##### Data extract #####

PR #8445, opened 2025-07-14
Rename "full screen settings" to "settings page"

mxmou:
### Changes

Changes all references to "full screen settings" to say "settings page" instead.

### Reason for changes

The name "full screen settings" doesn't make sense on mobile devices because the popup is also full-screen.

### Tests

Tested on Edge.


Samq64 (approved):
Alternatively it could be called the "full settings page".

DNin01 (approved):
The previous wording was clearer about where you can find the settings page, but there are already some contextual clues that help you find your way from the popup page to the settings page.

DNin01:
Wait for a review from @Hans5958…?

mxmou:
> Wait for a review from @Hans5958…?

I just wanted a second review because this changes the text in a quite prominent part of the UI.

PR #8453, opened 2025-07-16
gamepad: move button after Set Thumbnail

mxmou:
### Changes

Before:
image

After:
image

Nothing is changed in the editor or on the current Scratch website.

### Tests

Tested locally on Edge.

PR #8451, opened 2025-07-15
dark-www & scratch3to2: style new "Set Thumbnail" button & modal

mxmou:
### Changes

image<br />
image<br />
image

### Reason for changes

Scratch will add a "Set Thumbnail" button on the project page.

### Tests

Tested locally on Edge.

The modal normally only opens when the button is clicked for the first time. To open it again, delete the `isFirstManualThumbnailUpdate` key in localStorage and reload the page.

PR #8456, opened 2025-07-17
animated-thumb: move button to dropdown

### LINKED ISSUE #8454: Scratch's new Set Thumbnail button: animated-thumb needs to be updated
Scratch will add a "Set Thumbnail" button to the project page:
image

> When you press the button, a snapshot of your project canvas is taken and saved as the project thumbnail. You can also use it while the project is playing.

If the thumbnail setter addon is also enabled, there will now be two "Set Thumbnail" buttons with overlapping functionality, which is confusing. My suggestion is to add a dropdown menu next to Scratch's button and move the addon's "Select File" option there. "Use Stage" is no longer needed because the new button does the same thing.

Scratch already shows a popup describing the new feature when the button is clicked for the first time. If we release an update before Scratch, we could add a message to that popup, explaining that the addon's UI has moved. If not, we can do something similar to the previous major update to this addon: https://github.com/ScratchAddons/ScratchAddons/pull/3603#issuecomment-961840230

mxmou:
Resolves #8454

### Changes

Changes the UI of the thumbnail setter addon if the upcoming Scratch update is detected:
image

Clicking "Upload Custom Thumbnail" opens the file picker. There's no "Use Stage" option because that's what Scratch's new Set Thumbnail button does. The "stop thumbnail auto-saving" checkbox is also no longer necessary - Scratch will remove automatic updating of thumbnails.

The addon adds the following message to the modal that appears when clicking "Set Thumbnail" for the first time:
image

If the user has already seen that modal, this message is shown instead:
image

### Tests

Tested locally on Edge and Firefox.


DNin01:
Nicely done!

DNin01:
It might actually be a good idea **not to add this dropdown menu the moment Scratch adds the Set Thumbnail button**. Why? Because it would look like the new Set Thumbnail button was either entirely a Scratch feature or entirely a Scratch Addons feature, which could create some confusion around where the feature is coming from.

For the combobutton to work out best for an unknowing user:
1. In the moment, I think we should leave the buttons alone; let Scratch's Set Thumbnail button be and keep our Set Thumbnail button where it is but at least rename ours to "Upload Thumbnail" to make it distinct.
2. After a while we can update the addon to transform our button, once users are used to having two independent features that set thumbnails.

So, is it okay if we plan to apply this update 1-2 weeks after Scratch's thumbnail button update?

Samq64:
Are there any special steps needed to test this? I'm logged in on localhost on the right `scratch-www` branch but I don't see the button.

WorldLanguages:
> So, is it okay if we plan to apply this update 1-2 weeks after Scratch's thumbnail button update?

I agree.

I even think it wouldn't be too bad if our thumbnail setter was broken/inaccessible for a little while. I vote to intentionally break it or alternatively to merge #8457 instead for this week's release.

` `

> scratchClass() can now also extract class names from stylesheets that use CSS nesting.

Very cool!

WorldLanguages:
> I even think it wouldn't be too bad if our thumbnail setter was broken/inaccessible for a little while.

For two reasons:

- The situation should be clearer to the average user. If Scratch and SA change their UIs drastically at the same time, it's not easy to understand which new UI is added by whom
- It's sometimes fine to have little features break and see most users don't care (and if they do it's also nice to see :P)

DNin01:
> intentionally break it

XD yeah

mxmou:
> Are there any special steps needed to test this? I'm logged in on localhost on the right `scratch-www` branch but I don't see the button.

The code that actually adds the button is in scratch-editor, so you need to switch to the right branch in both repos, run `npm run build` in the scratch-editor directory, and use `npm link`.

Samq64:
The order isn't adjusted with `editor-buttons-reverse-order` enabled so the upload button gets cut off:
image

mxmou:
Fixed:
image

addons/animated-thumb/upload.svg
Samq64, line 1: Was this file left here because it will replace the logo after the next release?

Samq64 (commented):
Our tooltip should be moved as well:
image

Also I can't get a thumbnail uploaded from localhost but that's probably to be expected.

addons/animated-thumb/upload.svg
mxmou: Yes, I decided not to remove the icon because the logo is meant to be temporary.

mxmou:
> Also I can't get a thumbnail uploaded from localhost but that's probably to be expected.

Indeed. I didn't change the code that saves the thumbnail, and the ST didn't change anything on the backend either, so everything should continue to work on the actual Scratch website.

addons/animated-thumb/addon.json
```diff
@@ -1,6 +1,6 @@
 {
   "name": "Thumbnail setter",
```
DNin01: Because Scratch will have a thumbnail-setting feature, should we rename this addon to make it more distinct?
```suggestion
  "name": "Thumbnail uploader",
```

addons-l10n/en/animated-thumb.json
```diff
@@ -12,5 +13,7 @@
   "animated-thumb/error": "Thumbnail could not be uploaded.",
   "animated-thumb/too-big": "The file is too big.",
   "animated-thumb/gif": "Projects with an animated thumbnail might not appear on the Scratch front page and search results. Upload anyway?",
-  "animated-thumb/if-unsuccessful": "If this is not the thumbnail you uploaded just now, the Scratch server might be having a problem. Please wait a few hours and try again."
+  "animated-thumb/if-unsuccessful": "If this is not the thumbnail you uploaded just now, the Scratch server might be having a problem. Please wait a few hours and try again.",
+  "animated-thumb/info-box": "To upload a custom thumbnail using the thumbnail setter addon, click the arrow icon next to the \"Set Thumbnail\" button.",
+  "animated-thumb/info-tooltip": "To upload a custom thumbnail using the thumbnail setter addon from Scratch Addons, click the arrow icon."
```
DNin01: We could also use the message that @CST1229 suggested:

```suggestion
  "animated-thumb/info-tooltip": "The Scratch Team added this \"Set Thumbnail\" button, so Scratch Addons' thumbnail upload feature been moved here."
```

mxmou: Maybe, but I prefer the shorter message. Users will only see this if they've already clicked the Set Thumbnail button at least once - those who haven't will see the other message.

Samq64 (approved):

WorldLanguages:
Let's make a minor release out of this PR (and the one from yesterday that's already merged), what do you think?

mxmou:
> Let's make a minor release out of this PR (and the one from yesterday that's already merged), what do you think?

Sure. (There are two PRs from yesterday, #8451 and #8453.)

DNin01:
> Let's make a minor release out of this PR (and the one from yesterday that's already merged), what do you think? 

That's usually what I say. 😄

On top of the changes we made to support Scratch's Set Thumbnail button, here are some other changes we could cherry-pick for the minor update:
- 96d998d1b807682223e956790ec305254adb5f73
- e33de4763aa73d50afc19b8d3640561fcf585183

PR #8459, opened 2025-07-18
Fix help icon alignment in popup

Samq64:
### Changes

Moves the setting label margin back onto the parent when in narrow mode.


mxmou (changes requested):
Currently, this makes Boolean settings not aligned with their labels. In line 495 of `addon-body.html`, `.setting-label` should be changed to `.setting-label-container`.

mxmou (approved):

#####

» Work required:
Scan the records above for the string "Tested", and copy every line where it turns up.

» Response:
Tested on Edge.
Tested locally on Edge.
Tested locally on Edge.
Tested locally on Edge and Firefox.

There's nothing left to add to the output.